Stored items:
________________________________________

PR #8342, opened 2020-06-04
Implement Caret upwards and downwards move in overlay_edit_text

sampletext32:
I've found a TODO in code and decided to implement this piece of code.

In theory this should allow users to move caret up and down in text edit, but I didn't test it myself. 
So if someone tells the solution is working, than it's proper. :)

To test just run any working game with overlay with multiline text and try to move caret up and down.

I request @elad335 review.

### DIFF
--- a/rpcs3/Emu/RSX/Overlays/overlay_edit_text.cpp
+++ b/rpcs3/Emu/RSX/Overlays/overlay_edit_text.cpp
@@ -28,9 +28,109 @@ namespace rsx
 				break;
 			}
 			case up:
-			case down:
-				// TODO
+			{
+				if (caret_position == 0)
+				{
+					break;
+				}
+				u64 current_line_start = text.rfind('\n', caret_position - 1); // search from previous char
+				if (current_line_start == std::string::npos)
+				{
+					// This is the first line, so caret moves to the very beginning
+					caret_position = 0;
+					refresh();
+					break;
+				}
+				else
+				{
+					// if line is not first, than caret should move forward as find result points to '\n'
+					current_line_start += 1;
+				}
+				const u64 caret_pos_in_line = caret_position - current_line_start;
+				const u64 prev_line_end     = current_line_start - 2; // ignore current char and \n before it
+				u64 prev_line_start         = text.rfind('\n', prev_line_end);
+				if (prev_line_start == std::string::npos)
+				{
+					// if previous line is the first line, there is no '\n' at the beginning
+					prev_line_start = 0;
+				}
+				else
+				{
+					// if previous line is not first, than caret should move forward as find result points to '\n'
+					prev_line_start += 1;
+				}
+				const u64 prev_line_length = prev_line_end - prev_line_start + 1; // delta in indexes requires +1
+				// TODO : Save caret position to some kind of buffer, so after switching back and forward, caret would be on initial position
+				if (prev_line_length < caret_pos_in_line)
+				{
+					// Previous line is shorter than current caret position, so caret moves to the very end of the previous line
+					caret_position = prev_line_end + 1;
+				}
+				else
+				{
+					// Previous line is longer than current caret position, so caret moves from prev_line_beginning the exact same distance as in current line
+					caret_position = prev_line_start + caret_pos_in_line;
+				}
+				refresh();
 				break;
+			}
+			case down:
+			{
+				if (caret_position == text.length())
+				{
+					break;
+				}
+				u64 current_line_end = text.find('\n', caret_position);
+				if (current_line_end == std::string::npos)
+				{
+					// This is the last line, so caret moves to the very end
+					caret_position = text.length();
+					refresh();
+					break;
+				}
+				else
+				{
+					// move to the last character of the current line
+					current_line_end -= 1;
+				}
+				u64 current_line_start = text.rfind('\n', current_line_end);
+				if (current_line_start == std::string::npos)
+				{
+					// if current line is the first one - there is no '\n' before it, so line starts from index 0
+					current_line_start = 0;
+				}
+				else
+				{
+					// if line is not first, than caret should move forward as find result points to '\n'
+					current_line_start += 1;
+				}
+				const u64 caret_pos_in_line = caret_position - current_line_start;
+				const u64 next_line_start   = current_line_end + 2; // ignore last char and '\n'
+				u64 next_line_end           = text.find('\n', next_line_start);
+				if (next_line_end == std::string::npos)
+				{
+					// if next line is the last line, there is no '\n' at the end, so next_line_end is set to text end
+					next_line_end = text.length() - 1;
+				}
+				else
+				{
+					next_line_end -= 1; // move to the last char in the line, as find result points to '\n'
+				}
+				const u64 next_line_length = next_line_end - next_line_start + 1; // delta in indexes requires +1
+				// TODO : Save caret position to some kind of buffer, so after switching back and forward, caret would be on initial position
+				if (next_line_length < caret_pos_in_line)
+				{
+					// Next line is shorter than current caret position, so caret moves to the very end of the next line
+					caret_position = next_line_end + 1;
+				}
+				else
+				{
+					// Next line is longer than current caret position, so caret moves from next_line_start the exact same distance as in current line
+					caret_position = next_line_start + caret_pos_in_line;
+				}
+				refresh();
+				break;
+			}
 			}
 		}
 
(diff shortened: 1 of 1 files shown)


rpcs3/Emu/RSX/Overlays/overlay_edit_text.cpp
```diff
@@ -28,10 +28,90 @@ namespace rsx
...
+				u64 current_line_start = text.rfind('\n', caret_position - 1) + 1;
+
+				if (current_line_start == std::string::npos)
+				{
+					// This is the first line, so we can't move upwards
+					break;
+				}
+
+				u64 current_line_end = text.find('\n', caret_position + 1);
+
```
kd-11, line 47: inconsistent formatting. These three lines are separated but then the next block at line 52 is not. I suggest to just remove the extra newlines here to match the next grouping while saving some vertical space.

rpcs3/Emu/RSX/Overlays/overlay_edit_text.cpp
```diff
@@ -28,10 +28,90 @@ namespace rsx
...
+				if (current_line_end == std::string::npos)
+				{
+					// This is the last line, so caret can't move downwards
+					break;
+				}
+
+				u64 current_line_start = text.rfind('\n', caret_position - 1) + 1;
+
```
kd-11, line 89: same thing here

rpcs3/Emu/RSX/Overlays/overlay_edit_text.cpp
Megamouse: Also all of them can be const

kd-11: Good point

rpcs3/Emu/RSX/Overlays/overlay_edit_text.cpp
sampletext32: Ok, will be done soon

sampletext32:
Oops, there is a logic error

rpcs3/Emu/RSX/Overlays/overlay_edit_text.cpp
```diff
@@ -28,10 +28,69 @@ namespace rsx
...
+					// Previous line is longer than current, so caret should offset from prev_line_beginning the exact same distance as in current line
+					caret_position = prev_line_start + caret_pos_in_line;
+				}
+				refresh();
+				break;
+			}
 			case down:
-				// TODO
+			{
+				if (caret_position == text.length())
```
Megamouse, line 63: Text.length or text.length -1 ?
Idk. Maybe needs investigating

sampletext32: if I check it with == it actually means, that caret is after last existing char = very end.

sampletext32: -1 would mean "place caret before last char"

Megamouse: Yes. I can see that now

sampletext32:
I've found another special case in line bounds calculation.

sampletext32:
Figured out a tricky catch. 
If texts consists of 2 lines and we try to move caret down, ```current_line_start``` will be ```npos```.
This is not represented in upwards move, cause we don't calculate ```current_line_end``` and very first check for first ```\n``` before caret is more general and covers this bounds.

Megamouse:
there's actually a bug.
Imagine this:

```
line1\n
line2\n
ab\n
```
The cursor is at pos 11 which is right between "line2" and "\n".
Now move up: the result is 5, which is between "line1" and "\n".
So far so good.

But if you move down from 5, then we will jump to 14, which is one line below pos 11.

rpcs3/Emu/RSX/Overlays/overlay_edit_text.cpp
```diff
@@ -111,4 +195,4 @@ namespace rsx
 			return compiled_resources;
 		}
 	} // namespace overlays
-} // namespace rsx
+}  // namespace rsx
```
Megamouse, line 198: unnecessary space

sampletext32: Yeah, I know. Was going to eliminate it in another PR. But since you've found a bug, will try to fix it and include elimination there.

sampletext32:
Thanks to @Megamouse, I've fixed a small mistake. My previous solution ignored 1 char in forward lookup. Actually if cursor is standing right before ```\n``` than ```current_line_end``` will be right there.

Megamouse:
if written a small console program that you can use to test the code.
Just replace the switch in get_pos with the switch from rpcs3:
[tester.zip](https://github.com/RPCS3/rpcs3/files/4740823/tester.zip)

Megamouse:
updated the code to the latest version.
you now just have to replace the text string at the top if you want to change it.

sampletext32:
There is actually some weirdness with indexes. Will dig into it.

rpcs3/Emu/RSX/Overlays/overlay_edit_text.cpp
```diff
@@ -28,10 +28,94 @@ namespace rsx
...
+				if (caret_position == text.length())
+				{
+					// Special case - caret is at the very end
+					break;
+				}
+				const u64 current_line_end = text.find('\n', caret_position);
+				if (current_line_end == std::string::npos)
+				{
+					// This is the last line, so caret can't move downwards
+					break;
```
Megamouse, line 82:
```suggestion
					// This is the last line, so move to the end
					caret_position = text.length();
					break;
```

sampletext32: so, you caret to move to the very beginning or very end, if it is on first or last line respectively?

Megamouse: that's how notepad ++ does it at least.

sampletext32: Yeah, that's fair. I think i've figured out a reason why index miss position. Will test now.

sampletext32: https://gist.github.com/sampletext32/3575c8d7ea20a3d360a94fba9015051f
Here is your test app with my additional 'debug' feature.

Megamouse: I fixed the "down" option.
Haven't looked at the debug feature yet

```
		const size_t current_line_end = text.find('\n', caret_position);
		if (current_line_end == std::string::npos)
		{
			// This is the last line, so move to the end
			caret_position = text.length();
			break;
		}
		size_t current_line_start = caret_position == 0 ? std::string::npos : text.rfind('\n', caret_position - 1);
		if (current_line_start == std::string::npos)
		{
			// If current line is the first one - there is no '\n' before it, so line starts from index 0
			current_line_start = 0;
		}
		else
		{
			// We found a newline, but we actually want the index of the next character behind the newline
			current_line_start++;
		}
		const size_t caret_pos_in_line = caret_position - current_line_start;
		const size_t next_line_start   = current_line_end + 1;
		size_t next_line_end           = text.find('\n', next_line_start);
		if (next_line_end == std::string::npos)
		{
			// If next line is the last line, there is no '\n' at the end, so we check 'find' result
			next_line_end = text.length();
		}
		// TODO : Save caret position to some kind of buffer, so after switching back and forward, caret would be on initial position
		caret_position = std::min(next_line_end, next_line_start + caret_pos_in_line);
```

sampletext32: Works perfectly now with your test app.

Megamouse:
I couldn't stop playing with the terminal :)
Here is my final solution:
[tester_final.zip](https://github.com/RPCS3/rpcs3/files/4741097/tester_final.zip)

sampletext32:
If it's working as intended, you can push your version here. It's more clean. But I don't think this change is really necessary, so I'l leave my version for now.

Megamouse:
Your code jumps from 0 to end if you press up

sampletext32:
> Your code jumps from 0 to end if you press up

Yeah, forgot special case. This is not represented at the very end.

rpcs3/Emu/RSX/Overlays/overlay_edit_text.cpp
```diff
@@ -5,6 +5,32 @@ namespace rsx
 {
 	namespace overlays
 	{
+		using u64 = size_t;
```
Megamouse, line 8: This was only necessary in the sample project. You can remove this :)

sampletext32: Haha, I am not a cpp dev, so I am quite using what's given. Will remove in a sec.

________________________________________

__GOAL OF THE EXERCISE__
In the data above, which lines lie between the line with "Figured out a tricky catch." and the line with "If texts consists", inclusive? Print those lines exactly and nothing else.

__OUTPUT OF THE EXERCISE__
Figured out a tricky catch. 
If texts consists of 2 lines and we try to move caret down, ```current_line_start``` will be ```npos```.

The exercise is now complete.